However, on November 7, 1917
– that is, just two weeks after the October Revolution – in the article Dve
revolutsii (“Two Revolutions”), in Pravda, I. Bezrabotnyi argued that the February
Revolution was merely the first part of the larger proletarian revolution, the
results of which were used by the bourgeoisie. Pravda and Izvestiia took the same position on the first year anniversary of the February Revolution:
on March 12, 1918, Pravda published six large-font slogans which assured
readers that the importance of the February Revolution lay only in the fact
that it was the first stage of the proletarian revolution and that the working
people have to defend its achievements:
Today is the first anniversary of the
Socialist revolution. Workers and peasants! Stay on guard
of the achievements of the Revolution,
defend your Soviet power, remember that it is not
enough to obtain peace, freedom, land, it
is necessary to protect them from enemy.
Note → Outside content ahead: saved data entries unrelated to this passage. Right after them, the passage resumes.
PR #223, opened 2019-03-25
Temporarily disable GL functionality

ferjm:
This should unblock updating servo-media in Servo while we work on a different workaround for the [existing build issues](https://github.com/servo/servo/pull/22944#issuecomment-468827665).


ceyusa:
ok :(

r+

PR #226, opened 2019-03-29
Avoid race between set-remote-description and link_streams

Manishearth:
It is possible for link_streams to be called when our code has received a remote offer (and thus `remote_mline_info` is set), but before `set-remote-description` has completely finished executing. This can lead to `link_streams` _thinking_ that the webrtcbin is ready to create new pads, while the internal transceivers haven't yet been created. Thus even though we link streams to the appropriate pads, the transceivers are created in the wrong order, and some of the gstreamer code looks at transceiver creation order instead of mline info (this is a bug), breaking things.

fixes ##225

r? @jdm


jdm:
@bors-servo r+
Thanks for investigating!

PR #227, opened 2019-03-29
Play media streams

ferjm:


backends/gstreamer/src/media_stream_source.rs
```diff
@@ -0,0 +1,250 @@
...
+        video_proxysrc: gst::Element,
+        audio_srcpad: gst::GhostPad,
+        video_srcpad: gst::GhostPad,
+    }
+
+    impl ServoMediaStreamSrc {
+        pub fn set_audio_stream(&self, stream: &GStreamerMediaStream) {
+            debug_assert!(stream.type_() == StreamType::Audio);
+            gst_log!(self.cat, "Setting audio stream");
+            // XXX Do proxysrc stuff.
```
Manishearth: What _should_ work is simply using [`attach_to_pipeline`](https://github.com/servo/media/blob/62d748a799e1df240b661d37b758ced9830ef999/backends/gstreamer/src/media_stream.rs#L94-L103) and then linking the last element to your player element [like so](https://github.com/servo/media/blob/62d748a799e1df240b661d37b758ced9830ef999/backends/gstreamer/src/media_stream.rs#L223)

backends/gstreamer/src/media_stream_source.rs
```diff
@@ -0,0 +1,211 @@
...
+        proxysrc: gst::Element,
+        srcpad: gst::GhostPad,
+    }
+
+    impl ServoMediaStreamSrc {
+        pub fn set_stream(&self, stream: &mut GStreamerMediaStream) {
+            gst_log!(self.cat, "Setting stream");
+
+            // Append a proxysink to the media stream pipeline.
+            let pipeline = stream.pipeline_or_new();
```
Manishearth: Can we just use `attach_to_pipeline` here? Is there a reason there needs to be a proxysrc/sink? The GstreamerMediaStream may already arise from a proxysrc element.

Manishearth:
I can verify that the audio reaches the other end of the proxysink. Unsure where it's getting dropped.

backends/gstreamer/src/media_stream_source.rs
ferjm: What's the benefit of using `attach_to_pipeline` over the current approach?

In any case, I am not sure if this is possible. The GstPlayer [pipeline's](https://gstreamer.freedesktop.org/data/doc/gstreamer/head/gst-plugins-bad-libs/html/GstPlayer.html#gst-player-get-pipeline) (playbin) source is [read-only](https://gstreamer.freedesktop.org/data/doc/gstreamer/head/gst-plugins-base-plugins/html/gst-plugins-base-plugins-playbin.html#GstPlayBin--source), so I am not sure if I can modify the pipeline directly. I can try if you think it is a better option though.

ferjm:
I can hear sound now with the current patch.

This is not finished yet though. We need to share the mediastream with multiple consumers at the same time (i.e. player, webrtc), so I need to make the mediastream pipeline include a `tee` so we can have one src pad per consumer.

backends/gstreamer/src/player.rs
```diff
@@ -290,6 +292,30 @@ impl PlayerInner {
...
+            if let PlayerSource::Stream(source) = source {
+                if let Some(mut stream) = stream.as_mut_any().downcast_mut::<GStreamerMediaStream>()
+                {
+                    let playbin = self
+                        .player
+                        .get_pipeline()
+                        .dynamic_cast::<gst::Pipeline>()
+                        .unwrap();
+                    let clock = gst::SystemClock::obtain();
+                    playbin.set_base_time(clock.get_time());
```
philn: This base time might not be exactly the same as the one set on the mediastream pipeline. You'd need to share the value, somehow.

backends/gstreamer/src/media_stream_source.rs
Manishearth: > What's the benefit of using attach_to_pipeline over the current approach?

It avoids an extra proxy.

You don't add it to the playbin's pipeline, you add it to `ServoMediaStreamSrc::constructed`. May need a new version of `attach_to_pipeline` for `attach_to_bin`.

Right now the code adds a proxysrc to `ServoMediaStreamSrc`s bin, instead we should attach the entire `MediaStream` pipeline to it.

This doesn't have to be done in this PR, and I can try to do it later if you want.

Manishearth: I guess setting up the ghost pads is trickier if you want to do this, since you don't have the streams during construction. Hmm.

backends/gstreamer/src/player.rs
Manishearth: I think we'll probably try to set basetime zero everywhere to be consistent?

Manishearth:
Is it possible to have multiple `proxysrc`s associated with a single proxysink? If so we won't need the tee element, instead we can unify all mediastreams as a single proxysrc element.

(This is particularly nice for the webrtc case, where we have a proxysrc element already)

Of course, for non-gst streams we will have to use an appsrc-proxysrc pipeline, but we don't have any of those yet.

ferjm:
> Is it possible to have multiple proxysrcs associated with a single proxysink? If so we won't need the tee element, instead we can unify all mediastreams as a single proxysrc element.

That would be nice, and I also thought about this, but @philn told me that proxysrcs have a 1:1 relation with proxysinks, so AFAICT we still need the tee if we want to share streams between different pipelines.

backends/gstreamer/src/media_stream_source.rs
ferjm: Ok, I see.

I think that should be fine as long as we set the ghost pad before setting the player's uri.

Manishearth: Oh, as in we just don't connect the ghost pad to anything? That could work, I'm not sure if ghost pads can do that.

ferjm: We need to connect the ghost pad to something and I thought that that something could be a `fakesrc` or such. But it does not seem to work :\

Manishearth: Yeah. ANyway, we don't have to solve this yet.

ferjm:
Unfortunately I wasn't able to successfully run the webrtc example yet, so I'm going to leave the part to allow multiple consumers of a media stream for a follow-up.

r? @Manishearth

backends/gstreamer/media_stream.rs
```diff
@@ -107,9 +102,10 @@ impl GStreamerMediaStream {
             pipeline.clone()
         } else {
             let pipeline = gst::Pipeline::new("gstreamermediastream fresh pipeline");
+            let clock = gst::SystemClock::obtain();
             pipeline.set_start_time(gst::ClockTime::none());
-            pipeline.set_base_time(gst::ClockTime::from_nseconds(0));
-            pipeline.use_clock(Some(&gst::SystemClock::obtain()));
+            pipeline.set_base_time(*BACKEND_BASE_TIME);
```
Manishearth: Is this change necessary? As I understand it the base times just need to match, they don't need to be the actual time things started.

To be clear: I don't want you to undo this change, I think it's a good step forward to use some semblance of a real base time, I'm more curious if `BACKEND_BASE_TIME` is really necessary (or if we can get away with using 0 everywhere)

Manishearth:
I'll look into getting this working with webrtc.

Manishearth:
If you want multiple media stream consumers, perhaps try it with video + 2x autovideosink?

backends/gstreamer/media_stream.rs
ferjm: I'll defer the answer to @philn :)

philn: The base time can remain at 0 only if both pipelines start playback at the same time, which is not the case here, AFAIU? This is mentioned in the proxy docs (example): https://gstreamer.freedesktop.org/data/doc/gstreamer/head/gst-plugins-bad-plugins/html/gst-plugins-bad-plugins-proxysrc.html

PR #229, opened 2019-03-31
Flatten directory structures

Manishearth:
The `src/` model is nice for when your repository has a single crate in it, and the root directory gets cluttered with a bunch of random other files making it hard to find your code. However, this repo contains many crates all in their own folders, so there's no need for having `src/` here. This is similar to what Servo does for all of its `components/` crates, files fall directly under `components/foo` and not `components/foo/src`.

Overall this makes this repository nicer to navigate.

r? @ferjm


Manishearth:
This will cause some conflicts in https://github.com/servo/media/pull/227, I'm open to landing this without the last three commits if you don't want to deal with that (git's tooling around rename rebases can be weird)

Manishearth:
We should also probably consistently name the crates, but I'll do that later.

ferjm:
> This will cause some conflicts in #227, I'm open to landing this without the last three commits if you don't want to deal with that (git's tooling around rename rebases can be weird)

I would appreciate that, thanks. I can apply the changes after #227 lands.

Manishearth:
done.
-Manish Goregaokar

ferjm:
Thanks!

@bors-servo r+

Issue #204, opened 2019-02-15
Implement ValueCurveAtTime automation


jdm:
This is the processing algorithm described by https://webaudio.github.io/web-audio-api/#dom-audioparam-setvaluecurveattime. This requires adding a new enum variant to UserAutomationEvent, then adding a new AutomationEvent variant, updating UserAutomationEvent::to_event, and processing the new automation event appropriately in AutomationEvent::run.

PR #230, opened 2019-04-02
 Implemented SetValueCurveAtTime

JHBalaji:
fixes https://github.com/servo/media/issues/204

### DIFF
--- a/audio/param.rs
+++ b/audio/param.rs
@@ -256,25 +256,30 @@ pub enum RampKind {
     Exponential,
 }
 
-#[derive(Clone, Copy, PartialEq, Debug)]
+#[derive(Clone, PartialEq, Debug)]
 /// https://webaudio.github.io/web-audio-api/#dfn-automation-event
 pub(crate) enum AutomationEvent {
     SetValue(f32),
     SetValueAtTime(f32, Tick),
     RampToValueAtTime(RampKind, f32, Tick),
     SetTargetAtTime(f32, Tick, /* time constant, units of Tick */ f64),
+    SetValueCurveAtTime(
+        Vec<f32>,
+        /* start time */ Tick,
+        /* duration */ Tick,
+    ),
     CancelAndHoldAtTime(Tick),
     CancelScheduledValues(Tick),
 }
 
-#[derive(Clone, Copy, PartialEq, Debug)]
+#[derive(Clone, PartialEq, Debug)]
 /// An AutomationEvent that uses times in s instead of Ticks
 pub enum UserAutomationEvent {
     SetValue(f32),
     SetValueAtTime(f32, /* time */ f64),
     RampToValueAtTime(RampKind, f32, /* time */ f64),
     SetTargetAtTime(f32, f64, /* time constant, units of s */ f64),
-    // SetValueCurveAtTime(Vec<f32>, Tick, /* duration */ Tick)
+    SetValueCurveAtTime(Vec<f32>, /* start time */ f64, /* duration */ f64),
     CancelAndHoldAtTime(f64),
     CancelScheduledValues(f64),
 }
@@ -288,6 +293,13 @@ impl UserAutomationEvent {
             }
             UserAutomationEvent::RampToValueAtTime(kind, val, time) => {
                 AutomationEvent::RampToValueAtTime(kind, val, Tick::from_time(time, rate))
+            }
+            UserAutomationEvent::SetValueCurveAtTime(values, start, duration) => {
+                AutomationEvent::SetValueCurveAtTime(
+                    values,
+                    Tick::from_time(start, rate),
+                    Tick::from_time(duration, rate),
+                )
             }
             UserAutomationEvent::SetTargetAtTime(val, start, tau) => {
                 AutomationEvent::SetTargetAtTime(
@@ -311,6 +323,7 @@ impl AutomationEvent {
     pub fn time(&self) -> Tick {
         match *self {
             AutomationEvent::SetValueAtTime(_, tick) => tick,
+            AutomationEvent::SetValueCurveAtTime(_, start, _) => start,
             AutomationEvent::RampToValueAtTime(_, _, tick) => tick,
             AutomationEvent::SetTargetAtTime(_, start, _) => start,
             AutomationEvent::CancelAndHoldAtTime(t) => t,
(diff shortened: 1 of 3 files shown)


Akhilesh1996:
Hi,

We have finished implementing the SetValueCurveAtTime function ([https://github.com/JHBalaji/media-1/blob/master/audio/param.rs#L418-L436](url)) and written an example ([https://github.com/JHBalaji/media-1/blob/master/examples/set_value_curve.rs](url)) to check the functioning of the same.

examples/set_value_curve.rs
```diff
@@ -0,0 +1,110 @@
...
+use servo_media::ServoMedia;
+use std::sync::Arc;
+use std::{thread, time};
+
+fn run_example(servo_media: Arc<ServoMedia>) {
+    let context = servo_media.create_audio_context(Default::default());
+    let dest = context.dest_node();
+
+    //Initializing the values vector for SetValueCurve function
+    let mut values: Vec<f32> = Vec::new();
```
Manishearth: You can use `let values = vec![0., 0., 0., 0., 1., 1., 1., ....]`

audio/param.rs
```diff
@@ -324,6 +329,7 @@ impl AutomationEvent {
         match *self {
             AutomationEvent::SetValueAtTime(_, tick) => Some(tick),
             AutomationEvent::RampToValueAtTime(_, _, tick) => Some(tick),
+            AutomationEvent::SetValueCurveAtTime(_, _, tick) => Some(tick),
```
Manishearth: This should be `start + duration`

audio/param.rs
```diff
@@ -256,25 +256,26 @@ pub enum RampKind {
...
 
-#[derive(Clone, Copy, PartialEq, Debug)]
+#[derive(Clone, PartialEq, Debug)]
 /// https://webaudio.github.io/web-audio-api/#dfn-automation-event
 pub(crate) enum AutomationEvent {
     SetValue(f32),
     SetValueAtTime(f32, Tick),
     RampToValueAtTime(RampKind, f32, Tick),
     SetTargetAtTime(f32, Tick, /* time constant, units of Tick */ f64),
+    SetValueCurveAtTime(Vec<f32>, Tick, /* duration */ Tick),
```
Manishearth: both these variants should have a comment saying that the first `Tick` is the start time

audio/param.rs
```diff
@@ -408,6 +415,25 @@ impl AutomationEvent {
                 *value = val + (event_start_value - val) * exp.exp() as f32;
                 true
             }
+            AutomationEvent::SetValueCurveAtTime(ref values, start, duration) => {
+                let time_diff = ((duration.0 as f32) - (start.0 as f32)) as f32;
```
Manishearth: `duration` is already the time difference here

audio/param.rs
```diff
@@ -408,6 +415,25 @@ impl AutomationEvent {
...
+                let mut progress = ((((current_tick.0 as f32) - (start.0 as f32)) as f32) / time_diff) as f32;
+                if progress < 0.0 {
```
Manishearth: This should never be negative, perhaps we can add a `debug_assert!()` to check that instead of silently setting it to zero?

audio/param.rs
```diff
@@ -408,6 +415,25 @@ impl AutomationEvent {
...
+                    progress = 0.0 as f32;
+                }
+                let n = values.len() as f32;
+	            let k = (((n - 1.) * progress) as f32).floor();
+                let next = k + 1. as f32;
+                let step = time_diff / (n - 1.);
+                if next < n {
+                    let time_k = (k * step) as f32;
```
Manishearth: This is recalculating stuff we already know, an easier way to do this is to calculate `k_float` with `k = k_float.floor()`, and then interpolate between `v[k]` and `v[k+1] with progress `k_float - k`.

audio/param.rs
```diff
@@ -263,7 +263,11 @@ pub(crate) enum AutomationEvent {
     SetValueAtTime(f32, Tick),
     RampToValueAtTime(RampKind, f32, Tick),
     SetTargetAtTime(f32, Tick, /* time constant, units of Tick */ f64),
-    SetValueCurveAtTime(Vec<f32>, Tick, /* duration */ Tick),
+    SetValueCurveAtTime(
+        Vec<f32>,
+        /* start time, units of Tick */ Tick,
+        /* duration, units of Tick */ Tick,
```
Manishearth: (no need to clarify the unit, the type is the unit)

Akhilesh1996: Hi Manish,

Thank you for the comments, I don't quite understand how to implement the k_float stuff. Do you want me to get rid of the step variable and just store (current_tick.0 as f32) - (start.0 as f32) in t_k (which will be progress * duration) and something else in t_k_next? If so, I don't understand how I can calculate the t_k_next value without using the step value.

Can you help me out with this?

Thanks.

Manishearth: You don't need `time_k_next`

You already have `k_float - k`, which is a number 0 to 1 representing where to interpolate.

So you can do something like

```rust
if k + 1 < n {
   let progress = k_float - k
   *value = v[k] * (1 - progress) + v[k + 1] * progress;
} else {
  *value = v[n - 1];
}
```

Akhilesh1996: Hi Manish,

Thank you. I have made the changes and ran rustfmt. Is it fine now?

Akhilesh1996:
Hi Manish, 

Thank you. 

We had first cloned the repo and added commits, after that forked the repo again and pushed changes to it. So there are 6 commits made to the original servo/media in-between the commits made by us. How would you advise us to rebase and squash our commits into a single one?

Thanks
Akhilesh

Manishearth:
In general, instead of merging new commits from master you should try to
rebase.

To fix the current situation, rebase over master first, ensure that that's
working fine (you should have all your commits on top), and then squash
your commits with a second rebase. Make sure your master is updated.

Something like:

```
git fetch origin
git rebase -i origin/master
# check commits are on top
git rebase -i origin/master
# squash
```

you can do both rebases as a single step but it's easier to do it as two so
you can ensure it happened correctly

JHBalaji:
Thanks. Would report back and hopefully in a while.

JHBalaji:
@Manishearth  The merge between the repos and branches we did earlier seems to causing trouble with Squashing. However I have synced with upstream now. Could you please advise on how to squash the commits in this situation?

Manishearth:
You had some merge conflicts that needed to be worked out. I pushed a fix.

In the future, please rebase over master instead of merging in master.

JHBalaji:
Thank you. We would take that note.

PR #232, opened 2019-04-02
Implement can_play_type for ServoMedia

georgeroman:
This is related to https://github.com/servo/servo/issues/22299. I tried to follow WebKit's [implementation](https://github.com/WebKit/webkit/blob/ae5a8bdded113530fe844e01ad9c0e72ce85dbe2/Source/WebCore/platform/graphics/gstreamer/GStreamerCommon.cpp#L304) of a similar function, as suggested by @ferjm in the issue's comments.

### DIFF
--- a/backends/gstreamer/lib.rs
+++ b/backends/gstreamer/lib.rs
@@ -3,6 +3,7 @@
 
 extern crate boxfnonce;
 extern crate byte_slice_cast;
+extern crate mime;
 
 extern crate glib_sys as glib_ffi;
 extern crate gstreamer_sys as gst_ffi;
@@ -35,13 +36,16 @@ pub mod media_capture;
 pub mod media_stream;
 mod media_stream_source;
 pub mod player;
+mod registry_scanner;
 mod render;
 mod source;
 pub mod webrtc;
 
 use gst::ClockExt;
 use media_stream::GStreamerMediaStream;
-use servo_media::{Backend, BackendInit};
+use mime::Mime;
+use registry_scanner::GSTREAMER_REGISTRY_SCANNER;
+use servo_media::{Backend, BackendInit, SupportsMediaType};
 use servo_media_audio::context::{AudioContext, AudioContextOptions};
 use servo_media_audio::decoder::AudioDecoder;
 use servo_media_audio::sink::AudioSinkError;
@@ -89,6 +93,29 @@ impl Backend for GStreamerBackend {
 
     fn create_videoinput_stream(&self, set: MediaTrackConstraintSet) -> Option<MediaStreamId> {
         media_capture::create_videoinput_stream(set)
+    }
+
+    fn can_play_type(&self, media_type: &str) -> SupportsMediaType {
+        if let Ok(mime) = media_type.parse::<Mime>() {
+            let mime_type = mime.type_().as_str().to_owned() + "/" + mime.subtype().as_str(); 
+            let codecs = match mime.get_param("codecs") {
+                Some(codecs) => {
+                    codecs.as_str().split(',').map(|codec| codec.trim()).collect() 
+                },
+                None => vec![],
+            };
+
+            if GSTREAMER_REGISTRY_SCANNER.is_container_type_supported(&mime_type) {
+                if codecs.is_empty() {
+                    return SupportsMediaType::Maybe;
+                } else if GSTREAMER_REGISTRY_SCANNER.are_all_codecs_supported(&codecs) {
+                    return SupportsMediaType::Probably;
+                } else {
+                    return SupportsMediaType::No;
+                }
+            }
+        }
+        SupportsMediaType::No
     }
 }
 
--- a/Cargo.lock
+++ b/Cargo.lock
@@ -1255,6 +1255,14 @@ dependencies = [
 ]
 
 [[package]]
+name = "mime"
+version = "0.3.13"
+source = "registry+https://github.com/rust-lang/crates.io-index"
+dependencies = [
+ "unicase 2.3.0 (registry+https://github.com/rust-lang/crates.io-index)",
+]
+
+[[package]]
 name = "miniz_oxide"
 version = "0.1.3"
 source = "registry+https://github.com/rust-lang/crates.io-index"
@@ -1975,6 +1983,7 @@ dependencies = [
  "gstreamer-webrtc 0.13.0 (registry+https://github.com/rust-lang/crates.io-index)",
  "ipc-channel 0.11.0 (registry+https://github.com/rust-lang/crates.io-index)",
  "lazy_static 1.2.0 (registry+https://github.com/rust-lang/crates.io-index)",
+ "mime 0.3.13 (registry+https://github.com/rust-lang/crates.io-index)",
  "regex 1.0.2 (registry+https://github.com/rust-lang/crates.io-index)",
  "servo-media 0.1.0",
  "servo-media-audio 0.1.0",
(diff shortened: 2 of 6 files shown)


backends/gstreamer/src/lib.rs
```diff
@@ -80,6 +80,25 @@ impl Backend for GStreamerBackend {
     fn create_videoinput_stream(&self, set: MediaTrackConstraintSet) -> Option<Box<MediaStream>> {
         media_capture::create_videoinput_stream(set).map(|s| Box::new(s) as Box<MediaStream>)
     }
+
+    fn can_play_type(&self, media_type: &str) -> bool {
+        match gst::caps::Caps::from_string(media_type) {
+            Some(caps) => {
+                let factories = gst::ElementFactory::list_get_elements(
+                    gst_ffi::GST_ELEMENT_FACTORY_TYPE_ANY,
```
georgeroman: I was not sure what to pass here. Should this parameter get passed as an argument?

ceyusa:
I would like rather to have a fixed list of mime-types that are possible to play in the web and check if the current gstreamer setup has support for them. Thus the backend won't traverse the whole gstreamer's registry per-call but rather a hash map to look up, just as in

https://github.com/WebKit/webkit/blob/0d960a0797d44e001af795b3d227be6b763fbbc0/Source/WebCore/platform/graphics/gstreamer/MediaPlayerPrivateGStreamer.cpp#L2199

The return of the function perhaps should be an enum with Probably and Maybe

ferjm:
Thanks for the PR, @georgeroman 

I agree with @ceyusa, we should keep a list of mime-types that are supported on the web (we can get it from the WebKit's implementation that @ceyusa shared), lazily intersect that list with what's available in the GStreamer registry and cache the result of that intersection so subsequent calls to this function do not require traversing the entire registry again.

philn:
Please not the WebKit code linked here is obsolete, I implemented a new GstreamerRegistryScanner for media-capabilities support, it's used for canPlayType and the media-capabilities spec platform support.

ceyusa:
https://github.com/WebKit/webkit/blob/master/Source/WebCore/platform/graphics/gstreamer/GStreamerRegistryScanner.cpp

georgeroman:
I added some of the requested changes. I would really appreciate some feedback to see whether I'm heading in the right direction with this!

backends/gstreamer/lib.rs
```diff
@@ -49,12 +51,26 @@ use servo_media_streams::capture::MediaTrackConstraintSet;
...
 
-pub struct GStreamerBackend;
+pub struct GStreamerBackend {
+    registry_scanner: GStreamerRegistryScanner,
+}
+
+impl GStreamerBackend {
+    pub fn new() -> GStreamerBackend {
+        let mut registry_scanner = GStreamerRegistryScanner::new();
+        registry_scanner.initialize();
```
ferjm: Could we lazy initialize this?

backends/gstreamer/lib.rs
```diff
@@ -49,12 +51,26 @@ use servo_media_streams::capture::MediaTrackConstraintSet;
...
+
+        GStreamerBackend {
+            registry_scanner: registry_scanner,
```
ferjm: nit: we can use the field init shorthand here:

```rust
GStreamerBackend {
    registry_scanner,
}
```

backends/gstreamer/lib.rs
```diff
@@ -152,3 +187,246 @@ impl<'a> Drop for MutexGuard<'a> {
         }
     }
 }
+
+struct GStreamerRegistryScanner {
+    audio_decoder_factories: Vec<gst::ElementFactory>,
+    audio_parser_factories: Vec<gst::ElementFactory>,
+    video_decoder_factories: Vec<gst::ElementFactory>,
+    video_parser_factories: Vec<gst::ElementFactory>,
+    demux_factories: Vec<gst::ElementFactory>,
```
ferjm: Why do we need `*_factories` to be members of `GStreamerRegistryScanner`? It seems that we could have them as local variables for the `initialize` method.

backends/gstreamer/lib.rs
```diff
@@ -152,3 +188,246 @@ impl<'a> Drop for MutexGuard<'a> {
...
+            let is_vp8_decoder_available = has_element_for_media_type(&video_decoder_factories, "video/x-vp8");
+            let is_vp9_decoder_available = has_element_for_media_type(&video_decoder_factories, "video/x-vp9");
+
+            if is_vp8_decoder_available || is_vp9_decoder_available {
+                self.supported_mime_types.insert("video/webm");
+            }
+
+            if is_vp8_decoder_available {
+                self.supported_codecs.insert("vp8");
+                self.supported_codecs.insert("x-vp8");
```
philn: vp8.0 missing here

backends/gstreamer/lib.rs
```diff
@@ -152,3 +188,246 @@ impl<'a> Drop for MutexGuard<'a> {
...
+            }
+
+            if is_vp9_decoder_available {
+                self.supported_codecs.insert("vp9");
+                self.supported_codecs.insert("x-vp9");
```
philn: And vp9.0 here :)
I've fixed it in WebKit: https://bugs.webkit.org/show_bug.cgi?id=196615

backends/gstreamer/lib.rs
```diff
@@ -152,3 +188,248 @@ impl<'a> Drop for MutexGuard<'a> {
...
+            supported_mime_types: HashSet::new(),
+            supported_codecs: HashSet::new(),
+        }
+    }
+
+    pub fn is_container_type_supported(&mut self, container_type: &str) -> bool {
+        if !self.is_initialized {
+            self.initialize();
+            self.is_initialized = true;
+        }
```
ceyusa: what about using https://doc.rust-lang.org/std/sync/struct.Once.html for this, and a macro to call that once structure? :)

backends/gstreamer/lib.rs
```diff
@@ -49,12 +51,23 @@ use servo_media_streams::capture::MediaTrackConstraintSet;
...
 use servo_media_webrtc::{WebRtcBackend, WebRtcController, WebRtcSignaller};
+use std::collections::HashSet;
 
 lazy_static! {
     static ref BACKEND_BASE_TIME: gst::ClockTime = { gst::SystemClock::obtain().get_time() };
 }
 
-pub struct GStreamerBackend;
+pub struct GStreamerBackend {
+    registry_scanner: GStreamerRegistryScanner,
```
ferjm: Let's add some docs about what the `registry_scanner` is. i.e.: `The GStreamer registry holds the metadata of the set of plugins available in the host. This scanner is used to lazily analyze the registry and to provide information about the set of supported mime types and codecs that the backend is able to deal with`

backends/gstreamer/lib.rs
```diff
@@ -88,6 +101,29 @@ impl Backend for GStreamerBackend {
     fn create_videoinput_stream(&self, set: MediaTrackConstraintSet) -> Option<MediaStreamId> {
         media_capture::create_videoinput_stream(set)
     }
+
+    fn can_play_type(&mut self, media_type: &str) -> SupportsMediaType {
```
ceyusa: can_play_type() is a global backend function? or does it just belong to the player's API?

I am, actually, not sure.

ferjm: This will be useful for [MediaSource.isTypeSupported](https://developer.mozilla.org/en-US/docs/Web/API/MediaSource/isTypeSupported) as well, so it's ok to have it as a global backend function.

backends/gstreamer/lib.rs
ferjm: `lazy_static` takes care of this :)

ferjm:
Looks great! Thanks @georgeroman 

@bors-servo r+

Be ready
for the defense of Russian
Socialist Republic
from all its enemies… with guns in your hands.
Remember that the world revolution is not
far away, that the proletariat of the whole world
hurries to our help!
All this shows
that one year after the February Revolution, when the event was still fresh in
the minds of the working classes who made it happen, it was impossible to
reject the February Revolution as the real revolution and explicitly put the
October coup above it.
It is also
worth noting that in the “Regulations for Weekly Rest and Holidays” of December
1918, the date of March 12, 1917 is called not a day of the Revolution, but rather a
day of Nizverzheniie
samoderzhaviia (“Overthrowing the Autocracy”). The date existed
under this name in the list of the new Soviet holidays up to 1929, at which
point it lost its status as a rest day. However,
the earliest change in semantics of this prazdnik was the Bolsheviks’ refusal to
see it as a beginning of the new era. Already
in April 1917, when it became obvious that the February Revolution had not
produced the results that the Bolsheviks expected, they turned to May Day as a
possible date for designation of the beginning of the new era.
May Day,
before and after the February Revolution, was the most important prazdnik for the Russian revolutionaries. After the
February Revolution it became possible to celebrate it openly. Thus, the new
vision of this prazdnik was offered by Vladimir Bonch-Bruevich [19] in the
article Gotov’tes’
k pervomu maia (“Be Prepared for May Day”), which was published in Pravda on the front page on March 29, 1917.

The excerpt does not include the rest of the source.